With the line containing "and consolidate session" as the start and the line containing "- **Remove product-specific" as the end, transcribe that span of the entries below exactly, including both.

#### Exercise input
#####

PR #4348, opened 2026-03-17
♻️ Rewrite SessionManager with reactive strategy interface

thomas-lebeau:
## Motivation

The existing `SessionManager` and `SessionStore` architecture has accumulated complexity through layered abstractions (`sessionStore.ts`, `sessionStoreOperations.ts`, product-specific wrappers). This makes it difficult to adopt modern browser APIs like the CookieStore API and Web Locks, and the synchronous mutex-based approach creates contention issues.

This PR rewrites the session management layer with a reactive strategy interface, preparing the foundation for async-first storage (CookieStore API) in v7.

## Changes

- **Redefine `SessionStoreStrategy` interface** — strategies now own their state and expose it reactively via an observable, replacing the synchronous read/write/mutex pattern
- **Rewrite all three storage strategies** (cookie, localStorage, memory) to implement the new reactive interface
- **Cookie strategy** uses Web Locks for cross-tab coordination and `cookieObservable` for change detection, replacing the polling-based mutex
- **Introduce `CookieAccess` abstraction** to decouple cookie read/write from the `document.cookie` API, preparing for CookieStore API adoption
- **Merge `SessionStore` into `SessionManager`** — remove `sessionStoreOperations.ts` and consolidate session lifecycle logic; extract strategy selection into `sessionStore.ts`
- **Make `SessionManager` initialization fully async** — `startSessionManager` accepts an `onReady` callback, with `setSessionState` async across all strategies
- **Remove product-specific session manager wrappers** (`rumSessionManager.ts`, `logsSessionManager.ts`) — the generic `SessionManager` now handles all products
- **Extract `startTelemetrySessionContext`** — defer telemetry configuration until the session is ready
- **Move `cookieObservable` from core to rum-core** — scoped to where it's actually used
- **Adapt rumPublicApi tests** to the new async session manager (buffered API calls, clock-based assertions)

## Test instructions

```bash
yarn test:unit --spec packages/core/src/domain/session/sessionManager.spec.ts
yarn test:unit --spec packages/core/src/domain/session/sessionStore.spec.ts
yarn test:unit --spec packages/core/src/domain/session/storeStrategies/sessionInCookie.spec.ts
yarn test:unit --spec packages/core/src/domain/session/storeStrategies/sessionInLocalStorage.spec.ts
yarn test:unit --spec packages/core/src/domain/session/storeStrategies/sessionInMemory.spec.ts
yarn test:unit --spec packages/rum-core/src/boot/rumPublicApi.spec.ts
yarn test:unit --spec packages/rum-core/src/boot/preStartRum.spec.ts
```

## Checklist

- [x] Tested locally
- [ ] Tested on staging

### DIFF
--- a/packages/core/src/browser/cookieAccess.spec.ts
+++ b/packages/core/src/browser/cookieAccess.spec.ts
@@ -70,6 +70,8 @@ describe('cookieAccess', () => {
           clock,
           async flushObservable(this: void, spy: jasmine.Spy) {
             await collectAsyncCalls(spy, 1)
+            // Reset the spy calls to avoid throwing on unexpected calls during teardown
+            registerCleanupTask(() => spy.calls.reset())
           },
           async setCookieWithCleanup(
             this: void,
--- a/packages/core/test/collectAsyncCalls.ts
+++ b/packages/core/test/collectAsyncCalls.ts
@@ -1,5 +1,4 @@
 import { getCurrentJasmineSpec } from './getCurrentJasmineSpec'
-import { registerCleanupTask } from './registerCleanupTask'
 
 const originalPlanForGuard = new WeakMap<() => void, () => void>()
 
@@ -34,10 +33,6 @@ export function collectAsyncCalls<F extends jasmine.Func>(
     }) as F
     originalPlanForGuard.set(guard, originalPlan)
     spy.and.callFake(guard)
-    registerCleanupTask(() => {
-      spy.and.callFake(originalPlan)
-      originalPlanForGuard.delete(guard)
-    })
   })
 }
 


packages/core/src/browser/cookieAccess.spec.ts
```diff
@@ -0,0 +1,274 @@
...
+  const original = Object.getOwnPropertyDescriptor(window, 'cookieStore')
+  Object.defineProperty(window, 'cookieStore', { get: () => mockStore, configurable: true })
+  registerCleanupTask(() => {
+    if (original) {
+      Object.defineProperty(window, 'cookieStore', original)
+    } else {
+      delete (window as CookieStoreWindow).cookieStore
+    }
+  })
+}
```
BenoitZugmeyer: **nitpick:** might be simpler to use `mockable` (`mockable(window.cookieStore)` // `replaceMockable(window.cookieStore, undefined)`

packages/core/src/browser/cookieAccess.spec.ts
```diff
@@ -0,0 +1,274 @@
...
+import { deleteCookie, getCookie, setCookie } from './cookie'
+import type { CookieStoreWindow } from './browser.types'
+import { createCookieAccess, WATCH_COOKIE_INTERVAL_DELAY } from './cookieAccess'
+
+const COOKIE_NAME = 'test_cookie'
+const COOKIE_OPTIONS = { secure: false, crossSite: false, partitioned: false }
+const MOCK_CONFIGURATION = { allowUntrustedEvents: true } as Configuration
+
+describe('cookieAccess', () => {
+  describe('document.cookie fallback', () => {
```
BenoitZugmeyer: **thought:** I think we could have common tests for both implementations. Also, we could use the actual cookie store instead of a mock

```ts
const setups = [
  { title: 'document.cookie fallback', setup() { disableCookieStore() } },
  { title: 'cookieStore', setup() { if (!window.cookieStore) pending("No cookie store available") }
]

for (const { title, setup } of setups) {
  describe(title, () => {
    beforeEach(() => setup())

    it('should pas the current values to callback', () => {
      setCookie(...)
  
      const cookieAccess = createCookieAccess(COOKIE_NAME, MOCK_CONFIGURATION, COOKIE_OPTIONS)

      let capturedValues: string[] | undefined
      await cookieAccess.getAllAndSet((values) => {
        capturedValues = values
        return { value: 'new', expireDelay: 1000 }
      })

      expect(capturedValues).toEqual(['value1'])
...
```

packages/core/src/domain/session/storeStrategies/sessionInCookie.spec.ts
```diff
@@ -1,62 +1,239 @@
...
 import { SESSION_COOKIE_EXPIRATION_DELAY, SESSION_EXPIRATION_DELAY, SESSION_TIME_OUT_DELAY } from '../sessionConstants'
 import { buildCookieOptions, selectCookieStrategy, initCookieStrategy } from './sessionInCookie'
 import { SESSION_STORE_KEY } from './sessionStoreStrategy'
 
 const DEFAULT_INIT_CONFIGURATION = { clientToken: 'abc', trackAnonymousUser: true }
 
+/**
+ * Disable the CookieStore API so the cookie observable falls back to polling.
+ * This makes the tests deterministic since we can control time with mockClock.
+ */
```
BenoitZugmeyer: **suggestion:** mock the `cookieAccess`, so you can inject your own "cookieAccess" object, without actually relying on cookies.

```ts
const cookieAccess = mockable(createCookieAccess)(SESSION_STORE_KEY, configuration, cookieOptions)
```

packages/core/src/domain/session/storeStrategies/sessionInCookie.ts
```diff
@@ -23,74 +24,85 @@ export function selectCookieStrategy(initConfiguration: InitConfiguration): Sess
...
-      storeSessionCookie(
-        cookieOptions,
-        configuration,
-        getExpiredSessionState(sessionState, configuration),
-        SESSION_TIME_OUT_DELAY
-      ),
-  }
+// Promise chain serializes calls when Web Locks are unavailable
+// eslint-disable-next-line local-rules/disallow-side-effects
+let pendingChain = Promise.resolve()
```
BenoitZugmeyer: **suggestion:** lazily create the `Promise.resolve()`

```ts
let pendingChain: Promise<void> | undefined
```

packages/core/src/domain/session/storeStrategies/sessionInCookie.ts
```diff
@@ -23,74 +24,85 @@ export function selectCookieStrategy(initConfiguration: InitConfiguration): Sess
...
+      } else {
+        pendingChain = pendingChain.then(() => applyAndWrite(fn))
+        await pendingChain
+      }
+    },
+    sessionObservable,
+  }
+}
 
-  // reverse the cookies so that if there is no match, the cookie returned is the first one
```
BenoitZugmeyer, line 79: **nitpick:** I found that comment useful to justify the "reverse"

packages/core/src/domain/session/storeStrategies/sessionInCookie.ts
```diff
@@ -23,74 +24,85 @@ export function selectCookieStrategy(initConfiguration: InitConfiguration): Sess
...
+function computeExpireDelay(trackAnonymousUser: boolean, sessionState: SessionState): number {
+  // Cookie expiration logic:
+  // - trackAnonymousUser=true: always use 1 year (keep cookie alive for device ID)
+  // - trackAnonymousUser=false + active session: 15 min (activity-based renewal)
+  // - trackAnonymousUser=false + expired session: 4h (absolute timeout)
+  return trackAnonymousUser
+    ? SESSION_COOKIE_EXPIRATION_DELAY
+    : sessionState.isExpired
+      ? SESSION_TIME_OUT_DELAY
+      : SESSION_EXPIRATION_DELAY
```
BenoitZugmeyer: **question:** Do you think the `isExpired` distinction actually needed? I think it was needed in the past because we didn't store the expiration date in the cookie, but we've been doing it for a long time now. Keeping 4 hours cookies would make things simpler.

packages/core/src/domain/session/storeStrategies/sessionInCookie.ts
```diff
@@ -23,74 +24,85 @@ export function selectCookieStrategy(initConfiguration: InitConfiguration): Sess
...
+}
+
+function buildSessionString(sessionState: SessionState, cookieOptions: CookieOptions): string {
+  const sessionStateWithOptions = {
+    ...sessionState,
+    ...(!isEmptyObject(sessionState) ? { c: encodeCookieOptions(cookieOptions) } : {}),
+  }
+  return toSessionString(sessionStateWithOptions)
```
BenoitZugmeyer: **nitpick:** this might be a bit more simple:
```ts
function buildSessionString(sessionState: SessionState, cookieOptions: CookieOptions): string {
  return toSessionString(isEmptyObject(sessionState) ? sessionState : { ...sessionState, c: : encodeCookieOptions(cookieOptions) })
```

packages/core/src/domain/session/storeStrategies/sessionInCookie.ts
```diff
@@ -115,10 +127,10 @@ function encodeCookieOptions(cookieOptions: CookieOptions): string {
 
   /* eslint-disable no-bitwise */
   let byte = 0
-  byte |= SESSION_COOKIE_VERSION << 5 // Store version in upper 3 bits
-  byte |= domainCount << 1 // Store domain count in next 4 bits
-  byte |= cookieOptions.crossSite ? 1 : 0 // Store useCrossSiteScripting in next bit
```
BenoitZugmeyer, line 120: **nitpick:** I liked those comments

packages/core/src/domain/session/storeStrategies/sessionInLocalStorage.ts
```diff
@@ -21,24 +21,29 @@ export function selectLocalStorageStrategy(): SessionStoreStrategyType | undefin
...
+      if (event.key === SESSION_STORE_KEY && event.storageArea === localStorage) {
+        observable.notify(toSessionState(event.newValue))
+      }
+    }
+    // eslint-disable-next-line local-rules/disallow-zone-js-patched-values
+    window.addEventListener('storage', listener)
+    return () => {
+      // eslint-disable-next-line local-rules/disallow-zone-js-patched-values
+      window.removeEventListener('storage', listener)
+    }
```
BenoitZugmeyer: **suggestion:** don't disable lint rules, use our `addEventListener`

```ts
return addEventListener(window, 'storage', (event) => {
  ...
}).stop
```

packages/core/src/domain/session/storeStrategies/sessionInLocalStorage.ts
```diff
@@ -21,24 +21,29 @@ export function selectLocalStorageStrategy(): SessionStoreStrategyType | undefin
...
-    isLockEnabled: false,
-    persistSession: persistInLocalStorage,
-    retrieveSession: retrieveSessionFromLocalStorage,
-    expireSession: (sessionState: SessionState) => expireSessionFromLocalStorage(sessionState, configuration),
+    setSessionState(fn: (sessionState: SessionState) => SessionState): Promise<void> {
+      const currentState = toSessionState(localStorage.getItem(SESSION_STORE_KEY))
+      const newState = fn(currentState)
+      localStorage.setItem(SESSION_STORE_KEY, toSessionString(newState))
+      sessionObservable.notify(newState)
+      return Promise.resolve()
```
BenoitZugmeyer: **suggestion:** move the notify() after resolve() like [we do for cookies](https://github.com/DataDog/browser-sdk/pull/4348/changes#diff-ce896138afb9ef512234f4ba3ed7200ce4fde99aac39badccdb6945cb84ce6b5R103)?
(same suggestion for `sessionInMemory` and `fakeSessionStoreStrategy`)

packages/core/src/domain/session/storeStrategies/sessionInMemory.ts
```diff
@@ -1,47 +1,41 @@
...
-import { getExpiredSessionState } from '../sessionState'
 import { shallowClone } from '../../../tools/utils/objectUtils'
 import type { SessionStoreStrategy, SessionStoreStrategyType } from './sessionStoreStrategy'
 
-/**
- * Key used to store session state in the global object.
- * This allows RUM and Logs SDKs to share the same session when using memory storage.
- */
 export const MEMORY_SESSION_STORE_KEY = '_DD_SESSION'
+const MEMORY_SESSION_OBSERVABLE_KEY = '_DD_SESSION_OBSERVABLE'
```
BenoitZugmeyer: **suggestion:** 
* use a single global variable (avoid polluting global scope for nothing)
* expose just an 'onChange' callback instead of an Observable. Exposing an observable is problematic if we'll want to change anything on it someday and multiple versions of the SDK are used on the same page.

```
_DD_SESSION= { id, onChange }
```

packages/core/src/domain/session/storeStrategies/sessionInMemory.ts
```diff
@@ -1,47 +1,41 @@
...
-function expireSessionFromMemory(previousSessionState: SessionState, configuration: Configuration) {
-  persistInMemory(getExpiredSessionState(previousSessionState, configuration))
+  return {
+    setSessionState(fn: (sessionState: SessionState) => SessionState): Promise<void> {
+      const currentState = globalObject[MEMORY_SESSION_STORE_KEY]
+        ? shallowClone(globalObject[MEMORY_SESSION_STORE_KEY])
+        : {}
+      const newState = fn(currentState)
+      globalObject[MEMORY_SESSION_STORE_KEY] = shallowClone(newState)
+      sessionObservable.notify(shallowClone(newState))
```
BenoitZugmeyer: **nitpick:** maybe we don't need those two `shallowClone`

packages/core/src/domain/session/sessionManager.spec.ts
```diff
@@ -1,81 +1,119 @@
...
+    // Trigger user activity to create an actual session (fresh init starts as expired)
+    document.dispatchEvent(createNewEvent(DOM_EVENT.CLICK))
+
+    return sessionManager
+  }
+
+  /**
+   * Same as startSessionManagerWithDefaults but skips the automatic activity trigger.
+   * Used for tests that need to observe the raw initialization behavior.
+   */
```
BenoitZugmeyer: **suggestion:** maybe just introduce an option to `startSessionManagerWithDefaults` instead of introducing a second function

packages/core/src/tools/observable.ts
```diff
@@ -52,8 +52,11 @@ export function mergeObservables<T>(...observables: Array<Observable<T>>) {
...
   private buffer: T[] = []
 
-  constructor(private maxBufferSize: number) {
-    super()
+  constructor(
+    private maxBufferSize: number,
+    onFirstSubscribe?: (observable: Observable<T>) => (() => void) | void
+  ) {
+    super(onFirstSubscribe)
   }
```
BenoitZugmeyer, line 60: **thought:** I'm not sure about this. Not having the `onFirstSubscribe` on buffered observable was a design decision, because it makes less sense to have lazy observable when they are buffered. I understand that you use it for xhr/fetch/console early data collection but it feels like a hack: we don't actually want lazy initialization, since we immediately `.subscribe(noop)`. Maybe we can clean things up if/when we more things to `bufferedData.ts`.

packages/core/test/collectAsyncCalls.ts
```diff
@@ -22,7 +28,24 @@ export function collectAsyncCalls<F extends jasmine.Func>(
...
+          checkCalls()
+          // eslint-disable-next-line @typescript-eslint/no-unsafe-return
+          return result
+        } catch (e) {
+          checkCalls()
+          throw e
+        }
+      }
       checkCalls()
     }) as F)
```
BenoitZugmeyer: **suggestion:** This is quite complex. Maybe simplify a bit? Do we need the  `EXTRA_CALL_GUARD` / `shouldCallPreviousPlan` logic at all? Can't we just call  run the previous plan unconditionally?

```ts

    const previousPlan: F = (spy.and as unknown as { plan: F }).plan

    spy.and.callFake(((...args: Parameters<F>) => {
      checkCalls()
      return previousPlan(...args)
    }) as F)
```

packages/logs/src/boot/preStartLogs.ts
```diff
@@ -99,11 +100,12 @@ export function createPreStartStrategy(
...
-      // Instrument fetch to track network requests
-      // This is needed in case the consent is not granted and some customer
-      // library (Apollo Client) is storing uninstrumented fetch to be used later
-      // The subscrption is needed so that the instrumentation process is completed
+      // Instrument fetch and console early so events fired synchronously after
+      // init() are captured and buffered for replay when startLogs() subscribes.
       initFetchObservable().subscribe(noop)
+      if (configuration.forwardConsoleLogs.length) {
+        initConsoleObservable(configuration.forwardConsoleLogs).subscribe(noop)
+      }
```
BenoitZugmeyer, line 108: **thought:** it could be interesting to do this the same way we do for runtime errors, in `packages/core/src/domain/bufferedData.ts`.

Advantages are:
* we collect things even earlier, at module evaluation
* we have a proper "unbuffer" strategy to avoid leaking memory

Note that it could be done in a separate PR

packages/logs/src/boot/startLogs.spec.ts
```diff
@@ -175,7 +170,7 @@ describe('logs', () => {
       handleLog({ status: StatusType.info, message: 'message 1' }, logger)
 
       sessionManager.expire()
-      clock.tick(STORAGE_POLL_DELAY * 2)
+      clock.tick(ONE_SECOND * 2)
```
BenoitZugmeyer: **suggestion:** use a more explicit delay? What are those 2 seconds?

packages/rum-core/src/boot/rumPublicApi.spec.ts
```diff
@@ -750,67 +761,55 @@ describe('rum public api', () => {
   })
 
   describe('startDurationVital', () => {
-    it('should call startDurationVital on the startRum result', async () => {
```
BenoitZugmeyer, line 753: **question:** Why those tests are removed?

packages/rum-core/src/boot/rumPublicApi.spec.ts
```diff
@@ -554,34 +556,38 @@ describe('rum public api', () => {
...
-      ;({ rumPublicApi } = makeRumPublicApiWithDefaults({
+      ;({ rumPublicApi, startRumSpy } = makeRumPublicApiWithDefaults({
         startRumResult: {
           addTiming: addTimingSpy,
         },
       }))
     })
 
     it('should add custom timings', async () => {
+      const clock = mockClock()
```
BenoitZugmeyer, line 572: **question:** why do we need this mockClock?

packages/core/src/domain/session/sessionManager.ts
```diff
@@ -48,80 +43,162 @@ export const VISIBILITY_CHECK_DELAY = ONE_MINUTE
...
+  const { throttled: throttledExpandOrRenew, cancel: cancelExpandOrRenew } = throttle(() => {
+    strategy.setSessionState((state) => expandOrRenew(state, configuration)).catch(monitorError)
+  }, ONE_SECOND)
+  stopCallbacks.push(cancelExpandOrRenew)
+
+  let stopped = false
+  stopCallbacks.push(() => {
+    stopped = true
+  })
+  ;(async () => {
```
BenoitZugmeyer, line 75: **suggestion:** would it make sense to turn the whole `startSessionManager` async and remove the `onReady` callback?

packages/core/src/domain/session/sessionManager.ts
```diff
@@ -48,80 +43,162 @@ export const VISIBILITY_CHECK_DELAY = ONE_MINUTE
...
-  sessionStore.expandOrRenewSession(() => {
-    const hasConsent = trackingConsentState.isGranted()
-    if (!hasConsent) {
-      sessionStore.expire(hasConsent)
+  let previousState: SessionState = {}
+
+  const { throttled: throttledExpandOrRenew, cancel: cancelExpandOrRenew } = throttle(() => {
+    strategy.setSessionState((state) => expandOrRenew(state, configuration)).catch(monitorError)
+  }, ONE_SECOND)
+  stopCallbacks.push(cancelExpandOrRenew)
```
BenoitZugmeyer, line 69: **suggestion:** since this is only used in `setupSessionTracking`, let's move it there

packages/core/src/domain/session/sessionManager.ts
```diff
@@ -48,80 +43,162 @@ export const VISIBILITY_CHECK_DELAY = ONE_MINUTE
 const SESSION_CONTEXT_TIMEOUT_DELAY = SESSION_TIME_OUT_DELAY
 let stopCallbacks: Array<() => void> = []
 
+// Session state helper functions
```
BenoitZugmeyer: **suggestion:** It looks like those helper function could sit in `sessionState.ts` where a few similar functions are there

packages/core/src/domain/session/sessionManager.ts
```diff
@@ -48,80 +43,162 @@ export const VISIBILITY_CHECK_DELAY = ONE_MINUTE
...
+      return state
     })
-    sessionStore.sessionStateUpdateObservable.subscribe(({ newState }) => {
-      // mutate the session state in the history
-      const currentContext = sessionContextHistory.find()
-      if (currentContext) {
-        currentContext.isReplayForced = !!newState.forcedReplay
+    if (isSessionInExpiredState(state)) {
+      state = getExpiredSessionState(state, configuration)
+    }
```
BenoitZugmeyer: **suggestion:** FMU we can't be in expired state here since we are doing "expandOrRenew"

packages/core/src/domain/session/sessionManager.ts
```diff
@@ -48,80 +43,162 @@ export const VISIBILITY_CHECK_DELAY = ONE_MINUTE
...
+
+  function subscribeToSessionChanges(initialState: SessionState) {
+    previousState = initialState
+    sessionContextHistory.add(buildSessionContext(initialState), clocksOrigin().relative)
+
+    scheduleExpirationTimeout(initialState)
+
+    const subscription = strategy.sessionObservable.subscribe((newState) => {
+      if (isSessionInExpiredState(newState)) {
+        newState = getExpiredSessionState(newState, configuration)
```
BenoitZugmeyer: **question:** this is quite confusing. Why do we do this?

packages/core/src/domain/session/sessionManager.ts
```diff
@@ -48,80 +43,162 @@ export const VISIBILITY_CHECK_DELAY = ONE_MINUTE
...
       }
+      scheduleExpirationTimeout(newState)
+      handleStateChange(newState)
+      previousState = newState
```
BenoitZugmeyer: **suggestion:** move `previousState = newState` in `handleStateChange`

packages/core/src/domain/session/sessionManager.ts
```diff
@@ -48,80 +43,162 @@ export const VISIBILITY_CHECK_DELAY = ONE_MINUTE
...
-      if (currentContext) {
-        currentContext.isReplayForced = !!newState.forcedReplay
+    if (isSessionInExpiredState(state)) {
+      state = getExpiredSessionState(state, configuration)
+    }
+    return state
+  }
+
+  function subscribeToSessionChanges(initialState: SessionState) {
+    previousState = initialState
```
BenoitZugmeyer: **suggestion:** instead of having a `previousState` variable, could we use `sessionContextHistory.find()` to get the latest known session?

packages/core/src/domain/session/sessionManager.ts
```diff
@@ -134,18 +211,62 @@ export function startSessionManager(
...
 
-    if (!session?.id) {
-      reportUnexpectedSessionState(configuration).catch(() => void 0) // Ignore errors
+  function expire() {
+    cancelExpandOrRenew()
+    // Update in-memory state synchronously so events stop being collected immediately
+    const expiredState = getExpiredSessionState(previousState, configuration)
+    if (!trackingConsentState.isGranted()) {
+      delete expiredState.anonymousId
+    }
```
BenoitZugmeyer, line 199: **thought:** the `anonymousId` logic is all over the place... maybe we can do something about it

packages/core/src/domain/session/sessionManager.ts
```diff
@@ -48,80 +43,162 @@ export const VISIBILITY_CHECK_DELAY = ONE_MINUTE
...
+  }
+
+  delete state.isExpired
+  expandSessionState(state)
+
+  return state
+}
+
+function expandOnly(state: SessionState): SessionState {
+  if (isSessionInExpiredState(state) || isSessionInNotStartedState(state) || !state.id) {
```
BenoitZugmeyer: **thought:** A sanitized / strongly typed `SessionState` would help clarify the flow. We shouldn't have to check for various properties to understand the state we're in.

packages/core/src/domain/session/sessionManager.ts
```diff
@@ -34,7 +30,6 @@ export interface SessionManager {
   expireObservable: Observable<void>
   sessionStateUpdateObservable: Observable<{ previousState: SessionState; newState: SessionState }>
```
BenoitZugmeyer: **suggestion:** remove `sessionStateUpdateObservable` as it doesn't seem used anymore

packages/core/src/domain/session/sessionManager.ts
thomas-lebeau: I think yes, I plan to have a look as a separate PR

packages/rum-core/src/boot/rumPublicApi.spec.ts
thomas-lebeau: `startDurationVital` and `stopDurationVital` are not buffered. instead they call addAction when used before the session Manager is initialized.

Maybe We should have two test, for calling it before the SM is started and after.

packages/rum-core/src/boot/rumPublicApi.spec.ts
thomas-lebeau: because `rumPublicApi.addTiming` is now buffered (SM is not ready yet). so the call to addTiming that occur after the SM is ready contain a timing calculated when buffered (`arg[1]`) instead of `undefined` that would let set the timing at the time the SM is ready.

we need to mock the clock so we can predict the timing `getTimeStamp(clock.relative(0))`

packages/core/src/domain/session/sessionManager.ts
thomas-lebeau: Hmm, `cancelExpandOrRenew` is also used in expire(), so it's not only used in `setupSessionTracking`.

packages/rum-core/src/boot/rumPublicApi.spec.ts
BenoitZugmeyer: Aah I see. It's coming soon https://github.com/DataDog/browser-sdk/pull/4403 :)

packages/core/src/domain/session/sessionManager.ts
thomas-lebeau: This is not outdated, this function has been moved to `sessionState.ts`

packages/core/src/domain/session/storeStrategies/sessionInLocalStorage.ts
```diff
@@ -22,23 +24,24 @@ export function selectLocalStorageStrategy(): SessionStoreStrategyType | undefin
...
-    persistSession: persistInLocalStorage,
-    retrieveSession: retrieveSessionFromLocalStorage,
-    expireSession: (sessionState: SessionState) => expireSessionFromLocalStorage(sessionState, configuration),
+    setSessionState(fn: (sessionState: SessionState) => SessionState): Promise<void> {
+      const currentState = toSessionState(localStorage.getItem(SESSION_STORE_KEY))
+      const newState = fn(currentState)
+      localStorage.setItem(SESSION_STORE_KEY, toSessionString(newState))
+      const result = Promise.resolve()
+      sessionObservable.notify(newState)
+      return result
```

#####

#### Response for this exercise
- **Merge `SessionStore` into `SessionManager`** — remove `sessionStoreOperations.ts` and consolidate session lifecycle logic; extract strategy selection into `sessionStore.ts`
- **Make `SessionManager` initialization fully async** — `startSessionManager` accepts an `onReady` callback, with `setSessionState` async across all strategies
- **Remove product-specific session manager wrappers** (`rumSessionManager.ts`, `logsSessionManager.ts`) — the generic `SessionManager` now handles all products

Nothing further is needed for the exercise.